§ Task brief
Please set down exactly the lines of the listing below from the line containing "Issue #2424, opened 2026-07-11" through the line containing "1. **Tarball path**", both lines included, leaving out all other lines.

§ Listed records

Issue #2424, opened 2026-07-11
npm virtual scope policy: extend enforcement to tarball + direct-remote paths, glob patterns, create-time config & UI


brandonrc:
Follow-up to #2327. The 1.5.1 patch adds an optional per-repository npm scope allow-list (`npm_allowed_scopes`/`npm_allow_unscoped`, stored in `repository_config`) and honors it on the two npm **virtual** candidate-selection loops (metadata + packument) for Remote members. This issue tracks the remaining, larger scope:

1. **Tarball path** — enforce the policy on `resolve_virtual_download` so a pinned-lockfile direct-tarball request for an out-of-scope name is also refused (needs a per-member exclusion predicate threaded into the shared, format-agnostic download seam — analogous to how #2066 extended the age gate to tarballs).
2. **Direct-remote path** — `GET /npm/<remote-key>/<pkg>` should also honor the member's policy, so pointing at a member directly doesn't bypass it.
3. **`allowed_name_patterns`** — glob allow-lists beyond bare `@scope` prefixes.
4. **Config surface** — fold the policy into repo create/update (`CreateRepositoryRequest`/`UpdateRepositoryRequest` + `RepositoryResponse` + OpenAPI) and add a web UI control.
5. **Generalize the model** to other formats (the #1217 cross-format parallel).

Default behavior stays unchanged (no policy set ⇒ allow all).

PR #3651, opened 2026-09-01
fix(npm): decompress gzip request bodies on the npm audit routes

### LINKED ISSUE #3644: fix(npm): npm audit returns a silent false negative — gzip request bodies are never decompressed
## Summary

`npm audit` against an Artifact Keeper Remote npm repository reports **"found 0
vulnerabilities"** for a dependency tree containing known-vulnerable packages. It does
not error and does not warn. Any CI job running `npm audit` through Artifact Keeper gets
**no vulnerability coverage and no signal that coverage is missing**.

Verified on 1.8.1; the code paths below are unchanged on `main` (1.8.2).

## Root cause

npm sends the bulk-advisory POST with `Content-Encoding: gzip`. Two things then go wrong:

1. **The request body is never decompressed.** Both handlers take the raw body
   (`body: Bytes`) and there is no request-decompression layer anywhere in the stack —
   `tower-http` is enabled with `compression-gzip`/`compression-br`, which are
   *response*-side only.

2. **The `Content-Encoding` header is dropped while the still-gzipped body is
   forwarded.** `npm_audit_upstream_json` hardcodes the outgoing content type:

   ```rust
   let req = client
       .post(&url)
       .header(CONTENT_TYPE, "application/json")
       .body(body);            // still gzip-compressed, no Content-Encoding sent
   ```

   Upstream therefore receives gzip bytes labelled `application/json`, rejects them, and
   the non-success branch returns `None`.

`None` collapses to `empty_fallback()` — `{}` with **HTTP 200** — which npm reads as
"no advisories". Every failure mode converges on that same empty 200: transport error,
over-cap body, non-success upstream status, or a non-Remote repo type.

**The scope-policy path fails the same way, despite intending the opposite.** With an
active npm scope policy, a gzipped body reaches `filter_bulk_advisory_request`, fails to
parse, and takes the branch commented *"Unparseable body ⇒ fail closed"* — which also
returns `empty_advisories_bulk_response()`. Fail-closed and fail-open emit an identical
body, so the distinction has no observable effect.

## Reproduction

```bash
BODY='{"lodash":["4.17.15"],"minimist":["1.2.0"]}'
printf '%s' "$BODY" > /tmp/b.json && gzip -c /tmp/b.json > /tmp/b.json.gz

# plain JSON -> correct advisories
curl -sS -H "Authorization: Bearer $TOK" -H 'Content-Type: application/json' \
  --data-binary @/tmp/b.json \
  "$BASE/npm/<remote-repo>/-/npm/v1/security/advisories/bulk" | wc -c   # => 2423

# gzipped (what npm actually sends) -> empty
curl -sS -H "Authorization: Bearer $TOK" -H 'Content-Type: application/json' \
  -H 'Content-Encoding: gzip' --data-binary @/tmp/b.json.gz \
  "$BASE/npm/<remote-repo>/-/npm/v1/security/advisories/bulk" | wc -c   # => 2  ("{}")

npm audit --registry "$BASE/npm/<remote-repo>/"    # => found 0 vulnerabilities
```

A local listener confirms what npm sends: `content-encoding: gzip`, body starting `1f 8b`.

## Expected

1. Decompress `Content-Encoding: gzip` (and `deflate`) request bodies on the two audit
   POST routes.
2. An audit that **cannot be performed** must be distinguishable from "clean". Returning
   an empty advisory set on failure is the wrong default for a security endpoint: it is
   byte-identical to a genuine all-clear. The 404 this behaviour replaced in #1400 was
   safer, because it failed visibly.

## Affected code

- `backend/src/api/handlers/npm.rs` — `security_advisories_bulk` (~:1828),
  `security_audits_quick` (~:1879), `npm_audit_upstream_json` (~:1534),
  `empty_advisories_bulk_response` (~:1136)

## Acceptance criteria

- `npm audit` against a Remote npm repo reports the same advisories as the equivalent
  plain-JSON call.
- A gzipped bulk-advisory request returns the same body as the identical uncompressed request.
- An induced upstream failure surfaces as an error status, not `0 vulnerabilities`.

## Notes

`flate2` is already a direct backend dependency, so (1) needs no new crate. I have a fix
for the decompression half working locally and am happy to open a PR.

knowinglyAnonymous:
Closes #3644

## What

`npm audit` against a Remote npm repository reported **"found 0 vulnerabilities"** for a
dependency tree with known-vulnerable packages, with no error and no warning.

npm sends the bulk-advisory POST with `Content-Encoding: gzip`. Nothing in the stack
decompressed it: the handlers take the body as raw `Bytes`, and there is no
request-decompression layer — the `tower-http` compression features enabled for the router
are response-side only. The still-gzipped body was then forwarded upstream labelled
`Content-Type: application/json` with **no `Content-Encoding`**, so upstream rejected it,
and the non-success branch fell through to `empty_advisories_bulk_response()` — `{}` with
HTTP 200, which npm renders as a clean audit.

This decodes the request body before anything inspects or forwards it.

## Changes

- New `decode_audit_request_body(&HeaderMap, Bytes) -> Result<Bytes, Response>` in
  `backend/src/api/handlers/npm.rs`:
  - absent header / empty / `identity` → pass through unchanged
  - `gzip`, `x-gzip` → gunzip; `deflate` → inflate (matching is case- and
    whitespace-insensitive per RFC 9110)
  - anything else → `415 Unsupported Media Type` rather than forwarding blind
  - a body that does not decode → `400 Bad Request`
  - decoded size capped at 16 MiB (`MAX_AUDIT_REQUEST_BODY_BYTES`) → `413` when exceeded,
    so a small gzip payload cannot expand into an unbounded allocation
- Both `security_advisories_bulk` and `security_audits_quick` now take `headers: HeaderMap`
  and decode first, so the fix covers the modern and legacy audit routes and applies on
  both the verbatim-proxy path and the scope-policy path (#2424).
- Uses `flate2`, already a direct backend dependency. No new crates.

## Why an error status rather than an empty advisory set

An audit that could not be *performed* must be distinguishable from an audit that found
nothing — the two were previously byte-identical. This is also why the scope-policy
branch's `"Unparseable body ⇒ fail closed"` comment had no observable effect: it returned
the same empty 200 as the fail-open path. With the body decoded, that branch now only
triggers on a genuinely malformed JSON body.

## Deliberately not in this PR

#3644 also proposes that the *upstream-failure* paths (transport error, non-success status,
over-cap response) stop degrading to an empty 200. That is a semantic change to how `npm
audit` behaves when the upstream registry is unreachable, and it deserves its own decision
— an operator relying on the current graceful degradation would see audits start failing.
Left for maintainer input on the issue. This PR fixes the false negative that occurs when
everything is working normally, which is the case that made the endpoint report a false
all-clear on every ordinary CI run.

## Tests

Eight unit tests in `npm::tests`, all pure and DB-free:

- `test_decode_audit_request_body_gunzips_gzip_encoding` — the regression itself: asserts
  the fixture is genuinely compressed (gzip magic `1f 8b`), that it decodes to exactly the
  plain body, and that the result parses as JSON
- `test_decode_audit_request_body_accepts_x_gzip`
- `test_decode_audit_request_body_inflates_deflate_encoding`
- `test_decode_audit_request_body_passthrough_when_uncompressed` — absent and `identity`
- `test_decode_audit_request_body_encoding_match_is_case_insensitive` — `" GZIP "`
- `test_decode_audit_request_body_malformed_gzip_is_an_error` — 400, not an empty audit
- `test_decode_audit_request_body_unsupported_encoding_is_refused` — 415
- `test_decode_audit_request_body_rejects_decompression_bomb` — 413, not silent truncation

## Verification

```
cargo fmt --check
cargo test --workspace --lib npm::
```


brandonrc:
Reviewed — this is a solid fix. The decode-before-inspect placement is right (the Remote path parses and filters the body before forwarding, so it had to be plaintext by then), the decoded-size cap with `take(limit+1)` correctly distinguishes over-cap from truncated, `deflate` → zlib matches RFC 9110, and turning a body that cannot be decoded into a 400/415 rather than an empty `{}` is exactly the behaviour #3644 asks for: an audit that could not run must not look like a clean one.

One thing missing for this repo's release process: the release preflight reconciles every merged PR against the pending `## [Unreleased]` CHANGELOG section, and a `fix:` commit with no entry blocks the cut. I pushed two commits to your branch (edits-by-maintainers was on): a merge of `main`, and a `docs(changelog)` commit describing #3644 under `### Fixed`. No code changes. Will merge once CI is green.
--
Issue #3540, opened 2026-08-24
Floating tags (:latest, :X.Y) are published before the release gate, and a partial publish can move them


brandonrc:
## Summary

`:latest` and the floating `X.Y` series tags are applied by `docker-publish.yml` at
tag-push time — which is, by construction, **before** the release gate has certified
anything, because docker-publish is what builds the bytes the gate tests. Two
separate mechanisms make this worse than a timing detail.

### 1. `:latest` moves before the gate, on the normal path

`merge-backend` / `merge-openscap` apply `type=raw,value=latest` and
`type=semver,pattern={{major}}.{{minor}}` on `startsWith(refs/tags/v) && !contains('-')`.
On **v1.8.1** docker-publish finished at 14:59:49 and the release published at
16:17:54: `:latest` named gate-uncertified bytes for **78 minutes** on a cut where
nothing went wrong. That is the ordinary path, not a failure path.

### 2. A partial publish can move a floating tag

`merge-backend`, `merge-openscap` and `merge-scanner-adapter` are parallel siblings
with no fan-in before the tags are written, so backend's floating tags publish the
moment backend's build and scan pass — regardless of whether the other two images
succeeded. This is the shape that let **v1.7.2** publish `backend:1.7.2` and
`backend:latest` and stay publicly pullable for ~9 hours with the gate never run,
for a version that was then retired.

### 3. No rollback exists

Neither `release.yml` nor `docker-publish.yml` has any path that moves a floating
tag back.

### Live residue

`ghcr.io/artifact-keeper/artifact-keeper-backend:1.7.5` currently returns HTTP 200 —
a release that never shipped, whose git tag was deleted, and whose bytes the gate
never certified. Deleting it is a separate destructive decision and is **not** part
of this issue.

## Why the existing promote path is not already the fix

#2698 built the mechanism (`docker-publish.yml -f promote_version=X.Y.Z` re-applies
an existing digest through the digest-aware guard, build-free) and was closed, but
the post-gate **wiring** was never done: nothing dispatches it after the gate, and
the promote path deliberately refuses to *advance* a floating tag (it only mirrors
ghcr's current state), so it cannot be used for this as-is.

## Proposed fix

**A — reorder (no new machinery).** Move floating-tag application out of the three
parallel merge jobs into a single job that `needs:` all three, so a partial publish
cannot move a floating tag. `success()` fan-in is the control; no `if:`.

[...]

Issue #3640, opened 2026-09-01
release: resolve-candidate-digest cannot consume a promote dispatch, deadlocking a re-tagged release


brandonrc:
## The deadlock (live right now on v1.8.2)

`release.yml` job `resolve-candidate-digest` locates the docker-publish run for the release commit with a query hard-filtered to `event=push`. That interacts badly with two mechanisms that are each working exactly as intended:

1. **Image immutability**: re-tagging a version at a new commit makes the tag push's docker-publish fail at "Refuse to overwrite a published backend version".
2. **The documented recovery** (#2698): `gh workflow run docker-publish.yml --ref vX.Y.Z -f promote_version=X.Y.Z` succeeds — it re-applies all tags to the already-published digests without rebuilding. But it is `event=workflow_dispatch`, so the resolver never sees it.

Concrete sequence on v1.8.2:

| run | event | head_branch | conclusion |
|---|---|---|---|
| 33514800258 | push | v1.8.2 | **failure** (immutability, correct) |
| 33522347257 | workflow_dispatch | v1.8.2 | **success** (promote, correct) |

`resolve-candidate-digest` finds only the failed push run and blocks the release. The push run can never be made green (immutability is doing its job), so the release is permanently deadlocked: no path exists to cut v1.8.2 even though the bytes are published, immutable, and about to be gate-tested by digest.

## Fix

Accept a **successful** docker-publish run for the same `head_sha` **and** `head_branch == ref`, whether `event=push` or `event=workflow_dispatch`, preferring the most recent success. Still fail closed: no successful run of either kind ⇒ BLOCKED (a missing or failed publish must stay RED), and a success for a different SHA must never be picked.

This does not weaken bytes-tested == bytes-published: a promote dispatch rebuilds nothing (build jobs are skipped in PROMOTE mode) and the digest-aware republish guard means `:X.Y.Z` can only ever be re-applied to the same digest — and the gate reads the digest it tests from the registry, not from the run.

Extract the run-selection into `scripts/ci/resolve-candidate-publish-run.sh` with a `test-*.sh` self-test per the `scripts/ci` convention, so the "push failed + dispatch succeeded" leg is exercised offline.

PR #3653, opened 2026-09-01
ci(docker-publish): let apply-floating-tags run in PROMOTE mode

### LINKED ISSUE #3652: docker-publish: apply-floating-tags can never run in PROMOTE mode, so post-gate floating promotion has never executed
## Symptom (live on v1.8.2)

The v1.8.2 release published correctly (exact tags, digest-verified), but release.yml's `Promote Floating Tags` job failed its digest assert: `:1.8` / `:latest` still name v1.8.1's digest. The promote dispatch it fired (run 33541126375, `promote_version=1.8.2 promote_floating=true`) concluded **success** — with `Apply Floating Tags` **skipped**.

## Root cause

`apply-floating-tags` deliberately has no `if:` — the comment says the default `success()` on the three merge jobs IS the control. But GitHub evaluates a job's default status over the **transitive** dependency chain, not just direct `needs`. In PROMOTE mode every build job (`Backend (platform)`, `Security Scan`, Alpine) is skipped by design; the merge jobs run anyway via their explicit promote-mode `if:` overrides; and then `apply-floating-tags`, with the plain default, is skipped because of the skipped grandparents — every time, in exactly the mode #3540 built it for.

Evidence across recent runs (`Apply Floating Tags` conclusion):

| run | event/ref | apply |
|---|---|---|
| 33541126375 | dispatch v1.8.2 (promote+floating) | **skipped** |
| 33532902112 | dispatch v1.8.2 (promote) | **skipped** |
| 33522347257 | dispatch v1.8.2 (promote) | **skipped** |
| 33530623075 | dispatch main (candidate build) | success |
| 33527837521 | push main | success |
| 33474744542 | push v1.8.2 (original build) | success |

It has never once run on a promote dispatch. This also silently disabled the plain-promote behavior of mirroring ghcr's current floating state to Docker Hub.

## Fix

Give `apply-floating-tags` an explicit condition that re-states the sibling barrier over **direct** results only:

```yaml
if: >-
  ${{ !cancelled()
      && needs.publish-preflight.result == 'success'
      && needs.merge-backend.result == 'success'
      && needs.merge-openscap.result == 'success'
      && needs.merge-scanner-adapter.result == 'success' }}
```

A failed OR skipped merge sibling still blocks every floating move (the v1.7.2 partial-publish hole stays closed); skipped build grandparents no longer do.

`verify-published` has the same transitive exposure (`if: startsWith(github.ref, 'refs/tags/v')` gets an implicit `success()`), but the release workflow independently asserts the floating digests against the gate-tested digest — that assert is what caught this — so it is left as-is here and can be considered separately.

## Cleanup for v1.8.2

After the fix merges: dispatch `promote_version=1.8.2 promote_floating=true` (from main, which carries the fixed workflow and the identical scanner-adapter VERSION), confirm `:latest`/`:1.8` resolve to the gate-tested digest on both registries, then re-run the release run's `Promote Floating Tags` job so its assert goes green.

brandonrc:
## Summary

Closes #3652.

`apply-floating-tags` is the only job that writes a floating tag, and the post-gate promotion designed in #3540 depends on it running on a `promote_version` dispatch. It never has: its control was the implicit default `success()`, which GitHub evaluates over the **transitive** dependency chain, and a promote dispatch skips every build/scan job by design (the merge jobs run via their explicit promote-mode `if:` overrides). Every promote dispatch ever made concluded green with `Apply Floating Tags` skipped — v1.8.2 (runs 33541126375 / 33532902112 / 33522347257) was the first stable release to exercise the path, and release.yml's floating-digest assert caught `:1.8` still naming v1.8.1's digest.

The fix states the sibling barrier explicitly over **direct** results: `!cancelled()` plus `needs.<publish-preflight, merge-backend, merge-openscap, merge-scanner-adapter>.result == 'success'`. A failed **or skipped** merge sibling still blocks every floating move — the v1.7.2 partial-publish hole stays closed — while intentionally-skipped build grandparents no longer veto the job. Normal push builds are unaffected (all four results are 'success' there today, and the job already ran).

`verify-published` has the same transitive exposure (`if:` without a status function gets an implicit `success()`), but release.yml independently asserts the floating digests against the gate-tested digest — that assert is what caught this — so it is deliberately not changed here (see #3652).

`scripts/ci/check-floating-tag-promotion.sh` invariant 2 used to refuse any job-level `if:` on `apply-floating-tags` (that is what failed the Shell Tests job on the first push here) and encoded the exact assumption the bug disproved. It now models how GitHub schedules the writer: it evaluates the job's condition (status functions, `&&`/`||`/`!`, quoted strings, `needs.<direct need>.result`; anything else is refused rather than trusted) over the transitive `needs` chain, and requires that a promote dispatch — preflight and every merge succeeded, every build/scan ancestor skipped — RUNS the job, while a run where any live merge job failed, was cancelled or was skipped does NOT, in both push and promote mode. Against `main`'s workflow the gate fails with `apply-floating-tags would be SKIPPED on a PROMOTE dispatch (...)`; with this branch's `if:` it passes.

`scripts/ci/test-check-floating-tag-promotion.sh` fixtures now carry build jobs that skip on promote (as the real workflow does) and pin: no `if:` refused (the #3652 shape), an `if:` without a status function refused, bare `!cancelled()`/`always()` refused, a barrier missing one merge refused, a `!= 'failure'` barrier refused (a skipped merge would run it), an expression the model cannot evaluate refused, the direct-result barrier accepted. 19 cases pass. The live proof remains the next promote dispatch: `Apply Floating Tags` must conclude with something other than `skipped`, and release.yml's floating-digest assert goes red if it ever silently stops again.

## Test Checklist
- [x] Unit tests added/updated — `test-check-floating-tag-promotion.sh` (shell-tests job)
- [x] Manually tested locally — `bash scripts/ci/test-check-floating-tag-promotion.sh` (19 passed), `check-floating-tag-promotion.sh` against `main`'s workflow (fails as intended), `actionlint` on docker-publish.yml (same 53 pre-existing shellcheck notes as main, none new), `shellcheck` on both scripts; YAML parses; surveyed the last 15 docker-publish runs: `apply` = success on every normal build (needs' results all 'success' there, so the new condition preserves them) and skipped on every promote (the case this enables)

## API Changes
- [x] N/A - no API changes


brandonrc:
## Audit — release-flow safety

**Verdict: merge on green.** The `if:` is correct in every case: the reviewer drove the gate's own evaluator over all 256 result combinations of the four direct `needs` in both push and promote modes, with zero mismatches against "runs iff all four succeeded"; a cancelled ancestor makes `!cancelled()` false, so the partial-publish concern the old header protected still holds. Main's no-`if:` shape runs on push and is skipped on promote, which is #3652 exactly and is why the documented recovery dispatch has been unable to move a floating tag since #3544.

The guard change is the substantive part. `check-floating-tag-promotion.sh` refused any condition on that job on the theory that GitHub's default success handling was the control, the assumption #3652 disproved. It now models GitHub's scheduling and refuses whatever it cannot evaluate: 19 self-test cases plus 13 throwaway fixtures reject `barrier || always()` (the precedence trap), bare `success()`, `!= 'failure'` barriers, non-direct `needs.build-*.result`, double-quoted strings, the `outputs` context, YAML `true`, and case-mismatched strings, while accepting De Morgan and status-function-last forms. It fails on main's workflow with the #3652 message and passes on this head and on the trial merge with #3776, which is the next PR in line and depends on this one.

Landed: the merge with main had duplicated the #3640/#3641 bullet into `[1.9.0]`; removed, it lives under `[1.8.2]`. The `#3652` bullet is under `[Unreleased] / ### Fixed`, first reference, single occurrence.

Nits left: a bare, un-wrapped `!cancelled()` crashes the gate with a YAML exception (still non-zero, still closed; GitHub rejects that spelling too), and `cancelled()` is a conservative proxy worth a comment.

§ Task response
Issue #2424, opened 2026-07-11
npm virtual scope policy: extend enforcement to tarball + direct-remote paths, glob patterns, create-time config & UI


brandonrc:
Follow-up to #2327. The 1.5.1 patch adds an optional per-repository npm scope allow-list (`npm_allowed_scopes`/`npm_allow_unscoped`, stored in `repository_config`) and honors it on the two npm **virtual** candidate-selection loops (metadata + packument) for Remote members. This issue tracks the remaining, larger scope:

1. **Tarball path** — enforce the policy on `resolve_virtual_download` so a pinned-lockfile direct-tarball request for an out-of-scope name is also refused (needs a per-member exclusion predicate threaded into the shared, format-agnostic download seam — analogous to how #2066 extended the age gate to tarballs).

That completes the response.